TRY IT:
What follows is a listing; give it again exactly, in its entirety.
____ DATA BELOW
PR #529, opened 2021-01-15
Smaller Linux .so. Fixes #169

### LINKED ISSUE #169: pydevd.so and frame_eval.so on linux are quite large compared to mac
________
RESPONSE:
PR #529, opened 2021-01-15
Smaller Linux .so. Fixes #169

### LINKED ISSUE #169: pydevd.so and frame_eval.so on linux are quite large compared to mac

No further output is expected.